Recently, a senior citizen in our neighbourhood complained about an unbearably high decibel sound from an adjoining house. Contrary to the belief that it was high-decibel music that was contributing to the discomfort, it turned out that the accused was merely watching a prime-time news debate and that too without the volume bar cranked up.
The cacophony that is sought to be passed off as news and debate on Television and the amount of misinformation that can be passed through a high decibel pitch is a phenomenon meriting a psychological study. I thus prefer to read rather than watch news online as it gives me the opportunity to select what I wish to read at any given point in time.
A few months ago, I was amazed to find a clearly sponsored company feature passing off as an ‘analysis’ where the promoter and the company as well as its financial performance was extolled and hold your breath, projections made about over 100% growth in not only its profitability but also share price.

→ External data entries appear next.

PR #1181, opened 2017-10-08
Small ParseResult improvements

matozoid:
A nice improvement found while writing a new article.


javaparser-core/src/main/java/com/github/javaparser/ParseResult.java
```diff
@@ -76,6 +77,15 @@ public boolean isSuccessful() {
     }
 
     /**
+     * Calls the consumer with the result if parsing was succesful.
```
ftomassetti, line 80: Nice

PR #2898, opened 2020-11-10
Fix issue 2489 SymbolSolver choosing wrong method after resolving

### LINKED ISSUE #2489: SymbolSolver choosing wrong method after resolving
Suppose I have three classes: ComponentBase, ObjectContextDecorator and ObjectContext.

```
public class ComponentBase extends ObjectContextDecorator {
}
```

```
public class ObjectContextDecorator extends ObjectContext {

    public void set(String objectTypePath, String characteristicName, Object value) {
        //...
    }
}
```

```
public class ObjectContext {
    public void set(String characteristicName, Object value, boolean forced) {
       //...
    }
}
```

Then, I have the following piece of code. The "set" method called below needs to be resolved by the SymbolSolver:

```
ComponentBase otm4e = _this.getParent().getParent();
otm4e.set(""OTM4E_EFFLEVEL"", ""IE1 / STD"", true);
```

Then, the resolve method points out that the "set" method called belongs to ObjectContextDecorator. In fact, in this situation, it does belong to ObjectContext (that is what the programmer intended to write). Is there any way to change priority to the upper levels of the hierarchy? It seems to me there is a reason why the resolver gave preference to ObjectContextDecorator, even when ObjectContext also has a method with a signature that matches the method called.

jlerbsc:
Fixes #2489 .

### DIFF
--- a/javaparser-symbol-solver-core/src/main/java/com/github/javaparser/symbolsolver/resolution/MethodResolutionLogic.java
+++ b/javaparser-symbol-solver-core/src/main/java/com/github/javaparser/symbolsolver/resolution/MethodResolutionLogic.java
@@ -654,6 +654,13 @@ public class MethodResolutionLogic {
                     paramTypeB.isAssignableBy(argType)) {
 
                 return false;
+            // if paramA and paramB are not the last parameters
+            // and the type of paramA or paramB (which are not more specific at this stage) is java.lang.Object
+            // then we have to consider others parameters before concluding
+            } else if (((i + 1) < numberOfArgs)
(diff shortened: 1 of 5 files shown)


jlerbsc:
The Travis CI build is still in progress after 1 hour so i merge the pull request without waiting any longer.

MysterAitch:
Thank you again @jlerbsc for the incredible work you're putting in to closing off issues and submitting pull requests!! :heart:

jlerbsc:
Thank you @MysterAitch It's just a small contribution to this incredible project... and it allows me to work on my English. I need it!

Though unaware of the merits of the case, I recently read of some regulatory action on a couple of celebrities and also an alert put out by one of the stock exchanges about a couple of persons who were hoodwinking gullible investors to part with their money on the assurance of guaranteed returns.
Friends, professional acquaintances and even patrons at times forward opinions of self-appointed market experts on mobile phone groups and at times even reports from ‘reputed’ brokerage houses suggesting the possibility of raking in abnormal returns. This, to my mind, is the most basic of mistakes investors make, led on by those preying on their naivety and greed.
A recent directive of the regulator has been to ask certain entities registered with it to affix its logo, address and even a line on investments being subject to market risk in all its market communications. Well, I may be wrong but unless the intent was something else altogether, my hunch is that the majority of the ‘operators’ (the most polite word that can be used for such predators) mentioned above are unregistered fly-by-night operators who shed old and assume new identities rapidly.
Hence, further regulating the already regulated and also largely compliant, while these operators continue to remain unregulated and unfettered, would be akin to missing the woods for the trees.
Without getting into the relative impossibility of monitoring the proliferation of blatantly loaded messages by such fly-by-night operators, it would suffice to say that this is a menace that shows no sign of abating. To be fair to the regulator though, it cannot let the impossibility of the situation grow in scale and has to keep making efforts to blunt such predators.
On our part, we repeatedly remind anyone who bothers to ask, that if only the art of investing was so easy that one could act on such pearls of wisdom (of which there is no dearth, courtesy of the hyperactive social media) and profit, then everyone ought to be doubling their wealth monthly. Alas, that must remain a pipe dream.
Hence, all we can do is once again remind investors of the Latin phrase, Caveat Emptor
– Let the Buyer Beware.
Ashok Kumar
Head of LKW-India.
He can be reached at ceolotus@hotmail.com
(Views expressed here are personal)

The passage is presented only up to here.